• The problem
Return only the lines running from the top of the entries to the line with "Helps address my", inclusive, exactly as written.

• Records for this task
PR #601, opened 2025-06-22
refactor `tangent_type` to consolidate processing to codegen time

MilesCranmer:
Rather than splitting `tangent_type` between codegen and compute time, this moves it all to codegen time. The result is much simpler stack traces

Helps address my complaint about hard-to-debug stack traces here: https://github.com/chalk-lab/Mooncake.jl/pull/594#issuecomment-2993801064.

Now the stack overflows will be a bit clearer.

Since the changed functions are all `@foldable`, moving all the calculation to codegen time does not change the assumptions made (I think).

### DIFF
--- a/src/tangents.jl
+++ b/src/tangents.jl
@@ -114,11 +114,7 @@ function _possibly_uninit(::Type{T}, init::Bool) where {T}
 end
 
 function _resolve_tangent_field_types(::Type{P}) where {P}
-    return map(
-        _possibly_uninit,
-        map(tangent_type, fieldtypes(P)),
-        always_initialised(P)
-    )
+    return map(_possibly_uninit, map(tangent_type, fieldtypes(P)), always_initialised(P))
 end
 
 # It is essential that this gets inlined. If it does not, then we run into performance
@@ -414,7 +410,6 @@ end
     TT == NoTangent && return NoTangent
     return isconcretetype(TT) ? NamedTuple{N,TT} : Any
 end
-
 
 function _resolve_tangent_type_any(::Type{P}) where {P}
     # This method can only handle struct types. Something has gone wrong if P is primitive.
--- a/src/tangents.jl
+++ b/src/tangents.jl
@@ -437,7 +437,9 @@ function _resolve_tangent_type_any(::Type{P}) where {P}
     return ismutabletype(P) ? MutableTangent{bt} : Tangent{bt}
 end
 @foldable @generated function tangent_type(::Type{P}) where {P}
-    return _resolve_tangent_type_any(P)
+    return quote 
+        return _resolve_tangent_type_any($P)
+     end
 end
 
 backing_type(P::Type) = NamedTuple{fieldnames(P),Tuple{tangent_field_types(P)...}}
--- a/src/tangents.jl
+++ b/src/tangents.jl
@@ -439,7 +439,7 @@ end
 @foldable @generated function tangent_type(::Type{P}) where {P}
     return quote 
         return _resolve_tangent_type_any($P)
-     end
+    end
 end
 
 backing_type(P::Type) = NamedTuple{fieldnames(P),Tuple{tangent_field_types(P)...}}
--- a/src/tangents.jl
+++ b/src/tangents.jl
@@ -109,18 +109,22 @@ end
     return findfirst(==(s), fieldnames(Tfields))
 end
 
-function tangent_field_types_exprs(P::Type)
-    tangent_type_exprs = map(fieldtypes(P), always_initialised(P)) do _P, init
-        T_expr = Expr(:call, :tangent_type, _P)
-        return init ? T_expr : Expr(:curly, PossiblyUninitTangent, T_expr)
-    end
-    return tangent_type_exprs
+function _possibly_uninit(::Type{T}, init::Bool) where {T}
+    return init ? T : PossiblyUninitTangent{T}
+end
+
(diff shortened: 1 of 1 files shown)


MilesCranmer:
@yebai I'm wondering if there was a specific reason why `tangent_type` is written like it is? Is this refactor okay?

I don't completely understand the potential effects of `@foldable @generated`, especially with respect to world ages, invalidation, and extensions.

yebai:
There are some notes on the design of `tangent_type`. See [here](https://chalk-lab.github.io/Mooncake.jl/stable/developer_documentation/misc_internals_notes/#tangent_type-and-friends). 

I don't see any immediate issues other than this PR currently breaks the docs page on customised tangents by @sunxd3.

src/tangents.jl
```diff
@@ -413,34 +411,33 @@ end
...
-        # Derive tangent type.
-        bt = NamedTuple{$(fieldnames(P)),tangent_field_types_tuple}
-        return $(ismutabletype(P) ? MutableTangent : Tangent){bt}
-    end
+    # Derive tangent type.
+    bt = NamedTuple{fieldnames(P),tangent_field_types_tuple}
+    return ismutabletype(P) ? MutableTangent{bt} : Tangent{bt}
+end
+@foldable @generated function tangent_type(::Type{P}) where {P}
+    return _resolve_tangent_type_any(P)
```
yebai: We need to guarantee this won't cause world ageing issues. The `tangent_type` [note](https://chalk-lab.github.io/Mooncake.jl/stable/developer_documentation/misc_internals_notes/#tangent_type-and-friends) provides more context.

MilesCranmer:
Thanks.

Yes I am a bit worried about this (before this PR too) because of this part of the Julia docs: https://docs.julialang.org/en/v1/manual/metaprogramming/.

> Generated functions are only permitted to call functions that were defined before the definition of the generated function. (Failure to follow this may result in getting MethodErrors referring to functions from a future world-age.)

Does this explain why I can't seem to get rid of the stack overflows in #594? Because the extension is overloaded on `tangent_type` _after_ the `tangent_type` on, e.g., `Tuple`, is already compiled.

I think it might result in `tangent_type(Tuple{Node{T,D}})`  calling out to the _old_ version of `tangent_type` on its innermost arguments... Rather than the new world age one created by the extension.

MilesCranmer:
e.g., looking at the stack overflow in #594:

```julia
  caused by: StackOverflowError:
  Stacktrace:
        [1] macro expansion
          @ ~/work/Mooncake.jl/Mooncake.jl/src/tangents.jl:390 [inlined]
        [2] macro expansion
          @ ./none:0 [inlined]
        [3] tangent_type(::Type{Tuple{DynamicExpressions.UtilsModule.Nullable{Node{Float32, 3}}, DynamicExpressions.UtilsModule.Nullable{Node{Float32, 3}}, DynamicExpressions.UtilsModule.Nullable{Node{Float32, 3}}}})
          @ Mooncake ./none:0
        [4] macro expansion
          @ ~/work/Mooncake.jl/Mooncake.jl/src/tangents.jl:437 [inlined]
  --- the above 3 lines are repeated 1 more time ---
        [8] macro expansion
          @ ./none:0 [inlined]
        [9] tangent_type(::Type{DynamicExpressions.UtilsModule.Nullable{Node{Float32, 3}}})
          @ Mooncake ./none:0
  --- the above 9 lines are repeated 26660 more times ---
   [239950] macro expansion
          @ ~/work/Mooncake.jl/Mooncake.jl/src/tangents.jl:390 [inlined]
   [239951] macro expansion
          @ ./none:0 [inlined]
```

It doesn't seem to call the extension code anywhere. It seems certain branches of `tangent_type` are stuck in the old world age?

yebai:
> I think it might result in tangent_type(Tuple{Node{T,D}}) calling out to the old version of tangent_type on its innermost arguments... Rather than the new world age one created by the extension.

~~You are correct here. Due to world ageing issues, the new `tangent_type` methods in the DEMooncake extension are not callable by the generated function `tangent_type`. But, for exactly matched argument types, `tangent_type` overloads in the DEMooncake extension can still be called.~~

Hmm, I am confused. [Here](https://chalk-lab.github.io/Mooncake.jl/stable/developer_documentation/misc_internals_notes/#Good-Generated-Function-Implementation) says this issue is already fixed.

src/tangents.jl
yebai: I think this would avoid world-ageing issues since the returned expression of the generated function can call functions in the current world age. 

```suggestion
    return quote 
        return _resolve_tangent_type_any($P)
     end
```

src/tangents.jl
```diff
@@ -413,34 +411,35 @@ end
...
-        return $(ismutabletype(P) ? MutableTangent : Tangent){bt}
-    end
+    # Derive tangent type.
+    bt = NamedTuple{fieldnames(P),tangent_field_types_tuple}
+    return ismutabletype(P) ? MutableTangent{bt} : Tangent{bt}
+end
+@foldable @generated function tangent_type(::Type{P}) where {P}
+    return quote 
+        return _resolve_tangent_type_any($P)
+     end
```
yebai:
```suggestion
    return quote 
        return _resolve_tangent_type_any($P)
    end
```

yebai:
> Rather than splitting tangent_type between codegen and compute time, this moves it all to codegen time. The result is much simpler stack traces

After a more careful look, this could not work due to world age issues.

PR #603, opened 2025-06-23
overlay for Base.eps

AstitvaAggarwal:

PR #605, opened 2025-06-23
Overlay for Base.eps

AstitvaAggarwal:
related to

### DIFF
--- a/src/rrules/low_level_maths.jl
+++ b/src/rrules/low_level_maths.jl
@@ -76,6 +76,9 @@ rand_inputs(rng, P::Type{<:IEEEFloat}, ::typeof(acosd), _) = (2 * 0.9 * rand(rng
 rand_inputs(rng, P::Type{<:IEEEFloat}, ::typeof(acos), _) = (2 * 0.9 * rand(rng) - 0.9,)
 rand_inputs(rng, P::Type{<:IEEEFloat}, ::typeof(sqrt), _) = (rand(rng) + 1e-3,)
 
+# required method overlays
+Mooncake.@mooncake_overlay Base.eps(t) = zero(t)
+
 function generate_hand_written_rrule!!_test_cases(rng_ctor, ::Val{:low_level_maths})
     rng = Xoshiro(123)
     test_cases = Any[]


src/rrules/low_level_maths.jl
```diff
@@ -76,6 +76,9 @@ rand_inputs(rng, P::Type{<:IEEEFloat}, ::typeof(acosd), _) = (2 * 0.9 * rand(rng
 rand_inputs(rng, P::Type{<:IEEEFloat}, ::typeof(acos), _) = (2 * 0.9 * rand(rng) - 0.9,)
 rand_inputs(rng, P::Type{<:IEEEFloat}, ::typeof(sqrt), _) = (rand(rng) + 1e-3,)
 
+# required method overlays
+Mooncake.@mooncake_overlay Base.eps(t) = zero(t)
```
yebai, line 80: This seems to cause numerical stability issues for the `LKJChol` distribution. See CI. 

More generally, what are the consequences of using `zero(t)` over `eps(t)`. @ChrisRackauckas

ChrisRackauckas: It's only supposed to overlay it for the derivatives? Basically I'm just trying to say that using zero instead for the derivative is fine since it's only going to be off by a few floating point values. It should not change the primal though.

ChrisRackauckas: d eps(t) / dt is approximately 1 is maybe a decent enough approximation to work in any scenario. I think a lot of AD engines list it as zero but 1 is generally closer, since it's 1 sans values that don't exist in floating point.

yebai: Can we do `Mooncake.@zero_adjoint Mooncake.DefaultCtx Tuple{typeof(Base.eps), T} where T<:Base.IEEEFloat` instead?

ChrisRackauckas: https://github.com/JuliaDiff/ForwardDiff.jl/blob/d81302372bc812fbc7f3e2eafa17b4b8f570d8ae/src/dual.jl#L299 for reference ForwardDiff does `Base.eps(d::Dual) = eps(value(d))`

yebai:
@AstitvaAggarwal, this PR is still based on a branch from a fork. As suggested in #603, can you open new PRs by creating branches from this repo directly so benchmarks can run?

PR #850, opened 2025-11-13
Allow selective zeroing of cotangents

gdalle:
This is a very low-tech way for DI to bypass `set_to_zero!!` when it can prove that tangents don't need to be reset. As explained on [this page](https://juliadiff.org/DifferentiationInterface.jl/DifferentiationInterface/dev/dev/math/), the restrictive assumptions made by DI about what is done to each argument make it possible to avoid zeroing for all context cotangents.
@willtebbutt this is what we discussed at JuliaCon Paris, you're right that Mooncake can't make this kind of promises but DI can, and the present PR allows me to exploit them.

The tuple-based API is not necessarily the best one, but I think it's close.

Related:

- https://github.com/chalk-lab/Mooncake.jl/issues/552

### DIFF
--- a/src/tangents.jl
+++ b/src/tangents.jl
@@ -77,7 +77,7 @@ Gets the `i`th field of data in `t`.
 
 Has the same semantics that `getfield!` would have if the data in the `fields` field of `t`
 were actually fields of `t`. This is the moral equivalent of `getfield` for
-`MutableTangent`.
+[`MutableTangent`](@ref).
 """
 @unstable @inline get_tangent_field(t::PossiblyMutableTangent, i::Int) = val(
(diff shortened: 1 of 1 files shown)


gdalle:
@penelopeysm I'm curious whether this brings sizeable improvements to Turing too?
You can test it by using this branch of Mooncake and the following branch of DI: https://github.com/JuliaDiff/DifferentiationInterface.jl/pull/916

penelopeysm:
Yes, a little bit faster (maybe 30%)! https://turinglang.org/ADTests/pr/

gdalle:
Superseded by #851

PR #851, opened 2025-11-14
 Allow selective zeroing of cotangents, take 2

gdalle:
This is a very low-tech way for DI to bypass `set_to_zero!!` when it can prove that tangents don't need to be reset. As explained on [this page](https://juliadiff.org/DifferentiationInterface.jl/DifferentiationInterface/dev/dev/math/), the restrictive assumptions made by DI about what is done to each argument make it possible to avoid zeroing for all context cotangents.
@willtebbutt this is what we discussed at JuliaCon Paris, you're right that Mooncake can't make this kind of promises but DI can, and the present PR allows me to exploit them.

The tuple-based API is not necessarily the best one, but I think it's close.

Related:

- https://github.com/chalk-lab/Mooncake.jl/issues/552

Supersedes #850 with signed commits

### DIFF
--- a/src/interface.jl
+++ b/src/interface.jl
@@ -504,7 +504,7 @@ function value_and_pullback!!(
     ȳ,
     f::F,
     x::Vararg{Any,N};
-    args_to_zero::NTuple=ntuple(_ -> true, Val(length(x) + 1)),
+    args_to_zero::NTuple=ntuple(Returns(true), Val(N + 1)),
 ) where {F,N}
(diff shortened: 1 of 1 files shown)


gdalle:
I don't understand why the code coverage isn't 100%?

gdalle:
Another worry I have is on type inference for the kwarg as `Val(length(x)+1)`. It should work but I better test it locally to make sure

Technici4n:
Does `Val(N+1)` not work?

gdalle:
There we go, I think the codecov failure was due to my dirty squashing

PR #853, opened 2025-11-14
Start AMDGPU extension

kshyatt:
We should be able to base a lot of this off the existing CUDA work

### DIFF
--- a/ext/MooncakeAMDGPUExt.jl
+++ b/ext/MooncakeAMDGPUExt.jl
@@ -21,7 +21,6 @@ import Mooncake:
     tangent_to_primal_internal!!,
     primal_to_tangent_internal!!,
     _add_to_primal_internal,
-    _diff_internal,
     _dot_internal,
     _scale_internal,
     TestUtils,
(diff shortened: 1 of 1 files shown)


ext/MooncakeAMDGPUExt.jl
```diff
@@ -0,0 +1,239 @@
...
+    to_cr_tangent,
+    increment_and_get_rdata!,
+    MaybeCache,
+    IncCache,
+    NoRData
+
+import Mooncake.TestUtils:
+    populate_address_map_internal, AddressMap, __increment_should_allocate
+
+const ROCFloatArray = ROCArray{<:IEEEFloat}
```
yebai, line 39: Is it possible that we can do a union type to help share code between `CuArray` and `ROCArray`? 

```julia
GPUFloatArray = Union{ROCArray{<:IEEEFloat},CuArray{<:IEEEFloat}}
GPUComplexArray = Union{ROCArray{<:Complex{<:IEEEFloat}},CuArray{<:Complex{<:IEEEFloat}}}
```

kshyatt: For some methods probably. Tbh I wonder if we couldn't use `GPUArrays.jl` for this?

yebai: We want to support only GPUArray types that we can test, leaving only `CuArray`, `ROCArray` and maybe `MtlArray `.

yebai: I tried to add a rule for kron for abstract array types, but eventually gave up, as it makes robust rule testing impossible, in case it’s of interest.

https://github.com/chalk-lab/Mooncake.jl/pull/891

This doesn’t mean we can’t write rules for abstract types. However, the fact that their subtypes are not known when the rule is defined makes such rules difficult to test, and avoiding this has been one of Mooncake’s greatest strengths.

cc @Technici4n and @sunxd3

Technici4n: I think we should make sure to share the code between cuda and amd where possible. Worst case we limit the methods and testing to only those two.

yebai:
I'd suggest keeping it as an extension in the AMDGPU package -- it is outside Mooncake's team's expertise to review, as no one on the team is familiar with AMDGPU.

• Result
PR #601, opened 2025-06-22
refactor `tangent_type` to consolidate processing to codegen time

MilesCranmer:
Rather than splitting `tangent_type` between codegen and compute time, this moves it all to codegen time. The result is much simpler stack traces

Helps address my complaint about hard-to-debug stack traces here: https://github.com/chalk-lab/Mooncake.jl/pull/594#issuecomment-2993801064.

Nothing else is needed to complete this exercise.